(Saved data entries)
PR #705, opened 2021-01-21
Add the subset_manifest for violationType and generate cache keys based on filter params

### LINKED ISSUE #654: [API] Establish subset manifest write to cache with new cacheKey
Establish the subset manifest and list of files to apply the subsetting logic. For now, the subsetting (filtering) logic can just be a passthrough, but this can get that process established. 

Establish the subset manifest as the following:
 `subset_manifest: {
   violation_type: [["absconded", "all", "elec_monitoring", "escaped",  "high_tech",  "low_tech", "med_tech",  "municipal", "no_violations",
"substance_abuse", "technical"], ["felony", "law", "misdemeanor"]]
}`

The following files will have the subsetting filtering applied to them:
revocations_matrix_distribution_by_district
revocations_matrix_distribution_by_gender
revocations_matrix_distribution_by_officer
revocations_matrix_distribution_by_race
revocations_matrix_distribution_by_risk_level
revocations_matrix_distribution_by_violation

Write the subset file data (at this point, same as the original file) to the Redis cache using the new cacheKey. Establish the new cacheKey that incorporates details about the subset manifest. We want to apply the filtering logic to every file for every permutation of the subset manifest. So for example, if there are two keys in the subset manifest, and each of those keys has two subsets defined, we will need 2 x 2 = 4 subset files as a result. The cacheKey will need to capture which permutation is included in the file.

So the cacheKey could be:
${stateCode}-${file}-${subsetOneString}-${subsetTwoString}

Given this example subset manifest:
 `subset_manifest: {
   violation_type: [["absconded", "all", "elec_monitoring", "escaped",  "high_tech",  "low_tech", "med_tech",  "municipal", "no_violations", "substance_abuse", "technical"], ["felony", "law", "misdemeanor"]],
  charge_category: [ "all"], [ "domestic_violence", "alcohol_drug", "general", "serious_mental_illness", "sex_offense"]
}`

subsetOneString could be: `"violation_type=['felony', 'law', 'misdemeanor']"`
subsetTwoString could be: `"charge_category=['domestic_violence', 'alcohol_drug', 'general', 'serious_mental_illness', 'sex_offense']"`

OR maybe we just reference the index of the subset which might be cleaner but less descriptive:

subsetOneString could be: `"violation_type=0"`
subsetTwoString could be: `"violation_type=1"`

The result of this work will be storing the original file with the word 'original' in the cacheKey, as well as the full original file in each permutation of subsets cacheKeys. Thats ok because subset file caches should not be used yet. 

Note: the subset_manifest might make more sense as an array ob objects instead of array of arrays. That way we can make a note of which is the default subset

**Additional context**

daschi:
## Description of the change

This is the first step towards implementing the subsets of revocations files for the frontend. This PR creates all of the cache keys for the every combination of subset files based on the subset manifest. The `SUBSET_MANIFEST` is a nested array defined under the `server/constants` directory. 

This PR does NOT split up the files yet by subsets. Each cache key with the subset description will still point to the full file contents in the cache. I've also maintained the "original" cache keys so that the FE can continue to receive the response for the full file contents until it's ready to handle the split up files (and added TODOs where we need to remove this code later).

The cache keys with the subset keys look like this:

`US_PA-newRevocation-revocations_matrix_distribution_by_district-violationType=0`

We only have `violationType` subsets right now, but it will be easy to add in additional subsets. You can see how this would work in the `cacheKeys.test.js` and the `refreshRedisCache.test.js` files. 

## Type of change

## Related issues

> Closes #654 

### Development

### Code review


server/core/cacheManager.js
```diff
@@ -89,9 +89,20 @@ function clearMemoryCache() {
 }
 
 function cacheResponse(cacheKey, fetchValue, callback) {
-  const cache = getCache(cacheKey);
+  const cache = Array.isArray(cacheKey)
```
jovergaag, line 92: It might be nice to put a comment here explaining when it will be an array and when it won't. Or tests. It will help when we switch away from `cacheKeyOriginal`

server/core/cacheManager.js
```diff
@@ -89,9 +89,20 @@ function clearMemoryCache() {
...
+    ? getCache(cacheKey[0])
+    : getCache(cacheKey);
+  let cacheKeyOriginal = cacheKey;
 
-  return cache.wrap(cacheKey, fetchValue).then(
+  if (Array.isArray(cacheKey)) {
+    // Set the subset cache keys, but return the original cache value until FE is ready.
+    cache.wrap(cacheKey[1], fetchValue);
+    [cacheKeyOriginal] = cacheKey;
```
jovergaag, line 100: I'm not understanding this line - why do we want to set the `cacheKeyOriginal` to the array cacheKey?

server/core/refreshRedisCache.js
```diff
@@ -26,16 +26,43 @@
...
-    const cacheKey = `${cacheKeyPrefix}-${fileKey}`;
-    const metricFile = { [fileKey]: files[fileKey] };
-    console.log(`Setting cache for: ${cacheKey}...`);
-    cachePromises.push(cache.set(cacheKey, metricFile));
+  Object.keys(files).forEach((file) => {
+    const cacheKey = `${cacheKeyPrefix}-${file}`;
+    const metricFile = { [file]: files[file] };
+
+    if (FILES_WITH_SUBSETS.includes(file)) {
+      // TODO: Remove line 57 once the front end is ready to receive the subset files.
```
jovergaag, line 56: This should be line 59

server/constants/subsetManifest.js
```diff
@@ -0,0 +1,35 @@
+const SUBSET_MANIFEST = [
```
jovergaag, line 1: As I'm looking at this and thinking through edge cases, I think we need to guard against dimensions being added to the subset manifest that are multi-select filters. The only dimension right now that is multi-select is the district filter. We can't allow that to be subsetted because a user can easily select districts that are in more than one subset.

Can you add a guard and comment here to that effect pretty pls.

server/utils/cacheKeys.js
```diff
@@ -0,0 +1,113 @@
+const {
```
jovergaag, line 1: We're missing the copyright comment here.

server/utils/__tests__/cacheKeys.test.js
```diff
@@ -0,0 +1,90 @@
+import { getCacheKey, getSubsetCacheKeyCombinations } from "../cacheKeys";
```
jovergaag, line 1: Also missing copyright comment here :)

server/utils/cacheKeys.js
```diff
@@ -0,0 +1,113 @@
...
+  SUBSET_MANIFEST,
+  FILES_WITH_SUBSETS,
+} = require("../constants/subsetManifest");
+
+/**
+ *
+ * @param {string[][]} collection - A nested array of strings, [["dimensionKeyA=0"], ["dimensionKeyB=0"]]
+ * @param {number} max - The max number of items to include in each combination.
+ *
+ * @returns {string[][]} - A nested array of all the combinations. [["dimensionKeyA=0", "dimensionKeyB=0"]]
```
jovergaag, line 11: Can you show the [1] index of this return value in the comment. I think it would be helpful to see that it is `["dimensionKeyA=0", "dimensionKeyB=1"]`

jovergaag (changes requested):
Cool! It is a little confusing since we're handling both the subset keys and the original keys, but I think you did a good job of documenting those, and they won't last long before we swap over to the subset keys entirely so i say its ok!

#### Exercise goal:
Say how many lines in the entries contain the string "cacheKeys". Nothing else belongs in the reply.

#### Written response:
6